# Helpppp . EM Radiation doesn't make sense to me

by premed
 P: 10 Hi. I don't see how you would get the answers to these questions. 1) A beam of light is shone on two sheets of paper, one of which is perfectly absorbing black and the other perfectly reflecting white. If the radiation pressure on the white paper is "p", the radiation pressure on the black paper will be .... p/2. How is this the answer? What equation would you use and what does it mean conceptually? 2) A ray of light follows the path shown as it reaches the boundary between two transparent materials( the ray bounces off and reflects at the point of incidence. It stays in the material with index of refraction n1 and doesn't go into material with index n2). What could you conclude about the relative indexes of refraction of these two materials? the answer is n1>n2 but i don't get why. If the ray would travel faster in material 2 (n=(c/v), why would it reflect off rather than refracting through it? Please explain why it reflects both conceptually and quantitavely if possible. Thx
 P: 76 For your first question I want to say the reason is because light hitting the white reflective surface exerts pressure, then the light bouncing away exerts pressure again. In contrast, the light exerts pressure on the black absorptive surface, but since it's absorbed by the surface it doesn't push against it twice like when reflected. So, it's pressure would be p/2 of the white surface.
HW Helper
P: 1,979
 Quote by premed 2) A ray of light follows the path shown as it reaches the boundary between two transparent materials( the ray bounces off and reflects at the point of incidence. It stays in the material with index of refraction n1 and doesn't go into material with index n2).
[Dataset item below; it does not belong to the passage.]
PR #5907, opened 2022-01-20
ensure window.opener is same-origin

mattkrick:
One of our customers is using google apps which is opening parabol with a `window.opener` which is a huge vulnerability to them trusting that we won't send any phishing attacks their way. There's no risk to us, but it does cause a bug with logging in because we assume that if something opened up the login page in a popup, we should close that popup.

This fix addresses that problem & makes sure that the thing that opened the login page is from the same origin.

What could you conclude about the relative indexes of refraction of these two materials? the answer is n1>n2 but i don't get why. If the ray would travel faster in material 2 (n=(c/v), why would it reflect off rather than refracting through it? Please explain why it reflects both conceptually and quantitavely if possible. Thx
You have to read up on "total internal of reflection of light". After that, if there are questions, you can ask here any time.

P: 10
Helpppp . EM Radiation doesn't make sense to me

 Quote by LtStorm For your first question I want to say the reason is because light hitting the white reflective surface exerts pressure, then the light bouncing away exerts pressure again. In contrast, the light exerts pressure on the black absorptive surface, but since it's absorbed by the surface it doesn't push against it twice like when reflected. So, it's pressure would be p/2 of the white surface.
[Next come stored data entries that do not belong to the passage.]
PR #5923, opened 2022-01-21
Fix/demo bug - mattermost.auth undefined

mattkrick:
Demo was borked in here: https://github.com/ParabolInc/parabol/blob/eb295331feba7e2534c48012d252c2a52b802905/packages/client/components/StageTimerModalEndTimeSlackToggle.tsx#L74

Now it's not.

In the future, we can show folks that they can schedule notification in slack/mattermost.
but not today.


mattkrick:
i based my fix off master, i'll close this & cherry-pick the fix to staging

But i don't understand WHY it exerts pressure twice when it reflects. If a photon hits an object, doesn't it only exert pressure as it bounces off? Isn't the enitre collision only one instant? Tell me if this analogy works cuz it kinda helps me to understand but I'm not sure if it is applicable: Is it like I am jumping off a platform onto the ground and then immediately jump back up? Am I like a photon exerting pressure as I jump onto the ground and again as I push off?
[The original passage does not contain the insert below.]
PR #5938, opened 2022-01-24
Add generic createTaskIntegration mutation

### LINKED ISSUE #5819: Make createJiraTaskIntegration/createGitHubTaskIntegration generic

 P: 568 Suppose a ball has momentum p1 = +X, hits a wall, bounces back, it's new momentum is p2 = -X , negative, same magnitude but opposite direction. The change in momentum of the ball is p2-p1 = (-X)-(+X) = -2X.
P: 329
 Quote by premed But i don't understand WHY it exerts pressure twice when it reflects. If a photon hits an object, doesn't it only exert pressure as it bounces off? Isn't the enitre collision only one instant?
Yes, the pressure is exerted only once (at the instant of the collision) no matter if the photon is absorbed or if it is reflected. The point is rather that when the photon is bounced back, twice the amount of momentum is transferred to the surface (but this transfer only occurs once, during the collision).

Total Momentum is conserved in both cases but the key point is that the object being hit will have twice the initial momentum of the photon if the photon bounces back.
 Sci Advisor HW Helper Thanks P: 26,148 Hi premed! (Like mikelepore's example, but with a movable target:) Suppose you're stationary on ice, and someone throws a ball at you, and you catch it. How much momentum does that give you? Now suppose instead that you don't see it coming, and it hits your chest (at the same speed) and bounces off you. How much momentum does that give you?
 P: 10 awwww ok i get it. its momentum is first positive going towards the surface then negative when leaving the surface, which means its magnitude of change is 2x rather than x. Thanks a lot.
 P: 76 Yeah, the surface absorbs the photon, but re-emits it if it's a reflective white surface.
 P: 1 Using the thrown ball analogy: Photons hitting a black surface are like a ball hitting a soft, padded surface (like a down jacket): The jacket absorbs some of the impact, so not all of the pressure is exerted against the person wearing the jacket. But photons hitting a white surface are like a ball hitting a rigid material -- the ball bounces back, and exerts greater pressure.